Work instruction – Take every line in the entries that includes the word "opened" and copy it.

[Dataset entries]

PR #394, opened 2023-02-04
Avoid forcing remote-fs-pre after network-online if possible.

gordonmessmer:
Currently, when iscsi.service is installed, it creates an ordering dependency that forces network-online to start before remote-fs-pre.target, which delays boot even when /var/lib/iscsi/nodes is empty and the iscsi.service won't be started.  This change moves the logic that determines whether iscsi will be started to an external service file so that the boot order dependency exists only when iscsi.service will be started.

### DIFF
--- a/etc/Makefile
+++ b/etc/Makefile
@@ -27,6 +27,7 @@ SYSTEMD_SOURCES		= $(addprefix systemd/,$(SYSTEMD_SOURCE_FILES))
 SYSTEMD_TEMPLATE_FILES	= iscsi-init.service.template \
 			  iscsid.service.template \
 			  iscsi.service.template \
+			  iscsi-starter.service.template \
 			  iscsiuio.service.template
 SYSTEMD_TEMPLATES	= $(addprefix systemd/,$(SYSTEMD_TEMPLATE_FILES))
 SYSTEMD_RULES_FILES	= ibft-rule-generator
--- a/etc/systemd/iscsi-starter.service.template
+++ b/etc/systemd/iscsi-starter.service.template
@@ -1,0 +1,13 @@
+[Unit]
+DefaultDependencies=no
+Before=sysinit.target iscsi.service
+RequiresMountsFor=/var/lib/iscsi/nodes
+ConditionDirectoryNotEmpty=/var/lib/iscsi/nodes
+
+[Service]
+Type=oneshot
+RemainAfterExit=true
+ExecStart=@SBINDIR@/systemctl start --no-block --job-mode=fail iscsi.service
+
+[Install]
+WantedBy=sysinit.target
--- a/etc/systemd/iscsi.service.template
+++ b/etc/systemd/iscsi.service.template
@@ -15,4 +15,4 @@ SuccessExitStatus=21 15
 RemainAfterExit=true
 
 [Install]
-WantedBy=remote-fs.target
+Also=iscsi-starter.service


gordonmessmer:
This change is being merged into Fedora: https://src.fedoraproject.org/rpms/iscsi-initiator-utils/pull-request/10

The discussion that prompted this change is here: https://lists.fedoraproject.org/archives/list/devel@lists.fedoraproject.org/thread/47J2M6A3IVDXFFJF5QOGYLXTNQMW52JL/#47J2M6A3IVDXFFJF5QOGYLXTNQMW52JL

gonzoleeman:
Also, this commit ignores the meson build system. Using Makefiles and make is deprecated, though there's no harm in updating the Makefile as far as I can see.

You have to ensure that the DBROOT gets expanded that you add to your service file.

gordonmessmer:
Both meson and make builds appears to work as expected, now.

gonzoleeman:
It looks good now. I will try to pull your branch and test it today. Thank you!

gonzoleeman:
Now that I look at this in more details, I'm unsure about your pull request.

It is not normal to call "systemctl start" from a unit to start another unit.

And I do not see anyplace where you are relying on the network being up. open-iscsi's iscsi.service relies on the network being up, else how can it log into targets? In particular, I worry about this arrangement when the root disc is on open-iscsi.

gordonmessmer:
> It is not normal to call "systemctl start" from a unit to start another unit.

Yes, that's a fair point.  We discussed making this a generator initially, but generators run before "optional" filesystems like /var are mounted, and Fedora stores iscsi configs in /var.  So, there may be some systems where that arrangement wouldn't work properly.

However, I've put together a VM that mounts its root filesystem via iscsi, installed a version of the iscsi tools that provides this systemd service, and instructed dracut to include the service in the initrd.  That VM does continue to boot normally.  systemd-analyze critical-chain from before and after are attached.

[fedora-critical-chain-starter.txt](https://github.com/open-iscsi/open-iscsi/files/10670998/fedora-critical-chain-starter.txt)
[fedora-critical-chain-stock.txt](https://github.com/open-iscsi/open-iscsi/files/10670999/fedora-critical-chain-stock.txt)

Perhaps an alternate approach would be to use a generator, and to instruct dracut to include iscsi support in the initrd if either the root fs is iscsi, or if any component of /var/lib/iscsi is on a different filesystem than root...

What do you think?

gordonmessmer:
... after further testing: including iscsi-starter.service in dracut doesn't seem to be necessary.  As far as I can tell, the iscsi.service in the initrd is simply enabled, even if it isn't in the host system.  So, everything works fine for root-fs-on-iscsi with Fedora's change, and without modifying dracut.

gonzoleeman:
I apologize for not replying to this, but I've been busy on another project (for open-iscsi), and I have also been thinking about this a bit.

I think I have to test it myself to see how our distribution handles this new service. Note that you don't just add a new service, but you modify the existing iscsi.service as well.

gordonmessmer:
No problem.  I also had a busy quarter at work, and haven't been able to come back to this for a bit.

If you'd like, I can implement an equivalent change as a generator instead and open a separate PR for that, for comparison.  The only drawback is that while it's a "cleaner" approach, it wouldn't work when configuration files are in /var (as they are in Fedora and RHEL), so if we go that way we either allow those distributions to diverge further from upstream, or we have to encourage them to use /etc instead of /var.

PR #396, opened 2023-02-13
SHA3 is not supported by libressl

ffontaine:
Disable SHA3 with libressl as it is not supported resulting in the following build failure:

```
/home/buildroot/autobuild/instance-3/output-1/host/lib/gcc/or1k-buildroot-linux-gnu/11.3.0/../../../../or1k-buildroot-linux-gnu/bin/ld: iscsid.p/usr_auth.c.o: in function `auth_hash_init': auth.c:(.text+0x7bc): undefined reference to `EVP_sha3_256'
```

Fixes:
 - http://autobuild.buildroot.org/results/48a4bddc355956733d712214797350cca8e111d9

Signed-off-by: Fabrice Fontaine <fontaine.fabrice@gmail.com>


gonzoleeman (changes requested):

Output –
PR #394, opened 2023-02-04
PR #396, opened 2023-02-13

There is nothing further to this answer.